__WORK ITEM__. Restate word for word the span of lines that opens with the line containing "detectFillTarget, fillRichEditor, FILL_TARGET" and closes with the last line of the material. Include both ends and nothing more.
/---
PR #5701, opened 2026-09-07
feat: fillField works with role=combobox widgets

DavertMik:
## Problem

`I.fillField('Country', 'Ukr')` does not work against comboboxes whose trigger is not a text field — the shadcn / Base UI pattern where a `<button role="combobox">` opens a popup containing the search input.

Worse, against Base UI it **silently passes while doing nothing**. Base UI renders:

```html
<label for="value-input" id="country-label">Country</label>
<button role="combobox" aria-labelledby="country-label"></button>
<input id="value-input" name="content" tabindex="-1" aria-hidden="true" style="clip:rect(0,0,0,0);position:fixed">
```

The `<label for>` points at the **aria-hidden form-value proxy**, not at the trigger. `Locator.field.labelEquals` is tried first in `findFields` and matches that proxy, so `fillField` types into a zero-size invisible input and the step resolves green while the app never sees the interaction.

## What changed

**`Locator.field` skips aria-hidden proxies** (`lib/locator.js`) — one predicate added to the `input | textarea | select` branches of all four builders, so all three helpers are fixed in one place. With the proxy filtered, resolution falls through to `labelContains` → `aria-labelledby` → the trigger.

**`fillField` handles combobox triggers** (`lib/helper/extras/comboBox.js`) — a `<button role="combobox">`, a `<div role="combobox">`, or a readonly input trigger is expanded, its search input located, and the value typed there. The popup is left open and filtered so an option can be picked:

```js
I.fillField('Country', 'Ukr')
I.click('Ukraine')
```

Locating the input walks, in order: an editable descendant of the trigger (ARIA 1.1 wrapper, no click needed), the `aria-controls`/`aria-owns` container, a visible `[role=dialog]`/`[role=listbox]` popup, then the focused element. Two details are measured rather than assumed:

- Focus lands **asynchronously ~80ms after `click()` resolves** in Base UI (`pointerdown t=0 → click t=3 → focusin t=82`), so the search is polled to a 1s deadline instead of sampled once.
- The element focused **before** the click is excluded, so a previously focused field never receives the keystrokes.

A combobox exposing no text input raises `combobox exposes no text input to type into. Use I.selectOption() to pick one of its options.` rather than typing into nothing.

`role="combobox"` inputs (Base UI inline, MUI, Downshift) also route through this path, so they are typed with real keystrokes rather than a one-shot `fill()` — comboboxes that filter on `keydown` need that.

Detection reuses the single `evaluate` that `richTextEditor` already runs per `fillField`, so no extra round-trip is added to ordinary fills.

## Tests

New belt in `test/helper/webapi.js`, so it runs against Playwright, Puppeteer and WebDriver — mirroring the rich-editor belt. Fixtures load Base UI 1.0.0-rc.0 from CDN with no build step (`test/data/app/view/form/combobox/`), covering the button trigger, the inline input, and `custom_select.php` as the negative case.

Each variant asserts: typing filters the options, the picked option submits, a pre-populated value is rewritten, and keystrokes do not leak to an outer focused input. `Locator.field` gets unit tests in `test/unit/locator_test.js`.

Local: 9/9 combobox belt on Playwright and Puppeteer, 75/75 `fillField` on Playwright (rich editors included, no regressions), 15/15 `selectOption`, 772 unit tests. WebDriver has no local server here — relying on CI.

Note for review: `test/data/app/view/form/combobox/*` pull React and Base UI from **esm.sh**, a CDN this repo has not used before (existing fixtures use jsdelivr). Versions are pinned exactly.

https://claude.ai/code/session_01Ut1rjeUiZmKU7V61CeYhns

### DIFF
--- a/docs/basics.md
+++ b/docs/basics.md
@@ -241,6 +241,13 @@ I.uncheckOption('Subscribe')
 
 > [selectOption](/web-api#iselectoption) works with native `<select>` elements as well as custom components using `role="combobox"` or `role="listbox"`.
 
+> [fillField](/web-api#ifillfield) works with searchable comboboxes built on `role="combobox"` — including triggers rendered as a `<button>`. The combobox is expanded, its search input is located, and the value is typed into it, leaving the list filtered so an option can be picked:
+>
+> ```js
+> I.fillField('Country', 'Ukr')
+> I.click('Ukraine')
+> ```
+
 ### Assertions
 
 CodeceptJS provides **built-in browser assertions** instead of generic `expect()` calls. This keeps tests readable and produces clear failure messages without extra assertion libraries.
--- a/lib/helper/Playwright.js
+++ b/lib/helper/Playwright.js
@@ -40,7 +40,8 @@ import { findByPlaywrightLocator } from './extras/PlaywrightLocator.js'
 import { dropFile } from './scripts/dropFile.js'
 import WebElement from '../element/WebElement.js'
 import { selectElement } from './extras/elementSelection.js'
-import { fillRichEditor } from './extras/richTextEditor.js'
+import { detectFillTarget, fillRichEditor, FILL_TARGET } from './extras/richTextEditor.js'
+import { fillComboBox } from './extras/comboBox.js'
 
 let playwright
 let perfTiming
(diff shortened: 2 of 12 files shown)


DavertMik:
Absoltely terrible code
\---
__SOLVED EXERCISE__.
+import { detectFillTarget, fillRichEditor, FILL_TARGET } from './extras/richTextEditor.js'
+import { fillComboBox } from './extras/comboBox.js'
 
 let playwright
 let perfTiming
(diff shortened: 2 of 12 files shown)


DavertMik:
Absoltely terrible code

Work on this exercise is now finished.